Seit den 1860er Jahren sind wir von der Geisterfotografie fasziniert. Damals fanden viktorianische Fotografen in ihren Arbeiten Beweise – für Geister oder Doppelbelichtungen. Im Zuge dessen keimte auch die Faszination für die Fotografie von Sterbenden auf, die völlig herzzerreißende und zutiefst verstörende Aufnahmen von toten Verwandten, die für ein letztes Bild zur Verfügung standen, hervorbrachte. Hatten die Hinterbliebenen die Hoffnung, auf diesen Fotos einen Blick auf die Seele zu erhaschen?

Damals wie heute suchen die Menschen nach Beweisen dafür, dass Geister existieren. Denn wenn es Geister gibt, dann existiert auch die Seele, und unser Weg ist nicht zu Ende, wenn unsere physischen Körper sterben. Wenn also das eine echt ist, ist es vielleicht auch das andere. Dies ist ein Grund, warum wir versuchen, Geisterfotos zu untersuchen und ausfindig zu machen, um zu beweisen, dass sie echt sind.

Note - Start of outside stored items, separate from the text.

PR #4002, opened 2017-04-17
Generate 18 character password for admin user

tillkruss:
This matches the default password length for new WP installs.

See also: https://github.com/wp-cli/entity-command/pull/7

### DIFF
--- a/php/commands/core.php
+++ b/php/commands/core.php
@@ -545,13 +545,14 @@ class Core_Command extends WP_CLI_Command {
 		}
 
 		$public = true;
+		$password = empty($admin_password) ? wp_generate_password(18) : $admin_password ;
 
 		// @codingStandardsIgnoreStart
 		if ( !is_email( $admin_email ) ) {
 			WP_CLI::error( "The '{$admin_email}' email address is invalid." );
 		}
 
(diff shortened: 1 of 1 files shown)


php/commands/core.php
```diff
@@ -535,7 +535,7 @@ function wp_new_blog_notification() {
 			'title' => '',
 			'admin_user' => '',
 			'admin_email' => '',
-			'admin_password' => ''
+			'admin_password' => wp_generate_password(18)
```
danielbachhuber: This approach will cause the admin password to never display. See later on:

```
if ( empty( $admin_password ) ) {
 			WP_CLI::log( "Admin password: {$result['password']}" );
}
```

The expected behavior is that `Admin password:` displays if no password is provided.

You'll need to modify your logic to meet this expected behavior. If this doesn't fail tests, you should also add a test for this.

tillkruss: Thanks will fix that. Just that the 15min CI... holy glob!

danielbachhuber:
Thanks @tillkruss 👍

tillkruss:
Thanks @danielbachhuber!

Wir haben auch gerne Angst, und die Angst nährt sich von der Realität. Wenn der Geist echt ist und wir erkennen können, warum er sich nicht von der Erde lösen kann (Wut, Schuld, Reue, Trauer, Bedauern), dann ist unsere Angst berechtigt. Ich kann mich nicht erinnern, wann ich das erste Mal nach einem Geist auf einem Foto gesucht habe, aber ich erinnere mich, dass ich etwa acht Jahre alt war, als ich auf einem Friedhof versuchte zu vermeiden, dorthin zu treten, wo eine Leiche unter mir liegen könnte, weil mir jemand in der Schule gesagt hatte, dass das der sicherste Weg sei, einen Fluch auf sich zu ziehen.

Jemand hat damals Fotos gemacht; ich kann mich daran erinnern, dass ich inmitten anderer posiert habe. Die Abzüge habe ich nie zu Gesicht bekommen, aber ich habe mich manchmal gefragt, ob darauf wohl ein Geist hinter mir steht und die Hand auf meine Schulter legt.

Kannst du dir vorstellen, so etwas wirklich zu sehen?

Geistertouren an gespenstische Orte sind sehr beliebt. Alles an diesen verlassenen Orten ist beunruhigend. Das Gefühl der Gefangenschaft und das Leiden der Inhaftierten (und, im Falle der Männer, die im Hochsicherheitstrakt eingesperrt sind, den ich vor kurzem besucht habe, ihrer Opfer). Die bröckelnden Mauern, die wenigen Überreste von Wohnhäusern, die zurückgelassen wurden, deuten darauf hin, dass hier wirklich Menschen gelebt haben.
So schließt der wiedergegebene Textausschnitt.